Phishing

Phishing is a form of online identity theft in which the “attackers try to trick consumers into divulging sensitive personal information." [1] The primary technique used usually involves a fraudulent e-mail which contains a hyperlink that redirects the user to an illegitimate version of a website. Once there, the user is prompted to enter confidential information such as usernames and passwords. Once this information is submitted by the user, the information becomes successfully “phished.”

The first documented case of phishing occurred on January 2, 1996 at the alt.online-service.america-online Usernet newsgroup. [2] The word “phishing” itself comes from the analogy that cyber criminals used malicious e-mails to “phish” for passwords and financial data from a sea of Internet users.
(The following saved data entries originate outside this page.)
Issue #770, opened 2022-07-06
kgoss - error: open .: is a directory


gaganyaan2:
**Describe the bug**

kgoss it does not copy the `goss.yaml` back to local directory

`error: open .: is a directory`

**How To Reproduce**

```bash
[root@home ~]# kgoss edit -i nginx
[INFO]: Parsing command line
[INFO]: using image: nginx
[INFO]: going to execute (may be blank): -- 
[INFO]: Preparing files to copy into container
[INFO]: Creating Kubernetes pod/container to test
++ /usr/local/bin/kubectl run kgoss-tester-17296 --image-pull-policy=Always --restart=Never --labels=app=kgoss-test '--output=jsonpath={.metadata.name}' --image=nginx --
+ id=kgoss-tester-17296
+ set +x
[INFO]: Waiting for container to be ready
pod/kgoss-tester-17296 condition met
[INFO]: Copying goss files into pod/container
[INFO]: Marking copied files as executable
[INFO]: Using pod/container: kgoss-tester-17296
[INFO]: When prompt appears you can run `goss add` to add resources
# goss a port 80
Adding Port to './goss.yaml':

tcp:80:
  listening: true
  ip:
  - 0.0.0.0


# 
Copying goss.yaml and goss_wait.yaml files back to local dir
[INFO]: Copied 'goss.yaml' from pod/container to '.'
tar: Removing leading `/' from member names
error: open .: is a directory
[INFO]: Deleting pod/container
```
**Expected Behavior**

Should copy the `goss.yaml` back to local directory as it does in dgoss

**Actual Behavior**

**Environment:**
 - Version of goss : goss version v0.3.18
 - OS/Distribution version (if applicable) : Fedora Linux 35

PR #773, opened 2022-07-10
Fixed kgoss kubectl cp issue

koolwithk:
Fixed https://github.com/aelsabbahy/goss/issues/770 issue

`kubectl cp <file-spec-src> <file-spec-dest>` **file-spec-dest** should be filename with path(optional) but It cannot be directory.

Reference for `kubectl cp`
-  https://kubernetes.io/docs/reference/generated/kubectl/kubectl-commands#cp
- https://stackoverflow.com/questions/52407277/how-to-copy-files-from-kubernetes-pods-to-local-system


aelsabbahy:
Tagging @joshgav , if this looks good to you, I'll merge.

joshgav:
LGTM, the `get_pod_file` function only copies one file at a time anyway, and this makes that more resilient.

Thanks @koolwithk.

aelsabbahy:
Thank you both for your contributions,  greatly appreciate it!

The use of “ph” in the word is mainly attributed to popular hacker naming conventions such as “phreaking” (term for the hacking of telephone systems). [2]

Contents

1. Phishing Techniques

1.1. Trojans and Worms

1.2. Spyware

1.3. Deceit

2. Phishing Targets and the Aftermath

3. Anti-Phishing

3.1. Best Practices - Corporate Businesses

3.2. Best Practices - Consumers

4. References

5. See also

Phishing Techniques

There are three principal methods of approach when conducting a phishing attack. [3] The attacker can try to install Trojan software on the victim’s computer, use deceit to convince the victim to follow certain instructions or use Spyware to intercept legitimate communications between the victim and a legitimate website. Regardless of which method is employed by the attacker, the end to end transaction of a phishing attack is as follows:

· The attacker obtains e-mail addresses of potential victims via semi-guessing or extracts them from an online directory [4]

· The attacker creates an e-mail which appears to be legitimate and sends it to the intended victims

· Depending on which method of phishing is used, the recipient of the e-mail may open a malicious attachment, complete a web-form or visit a fraudulent web site.

· The attacker obtains the victim’s confidential information and conducts some form of criminal activity with it.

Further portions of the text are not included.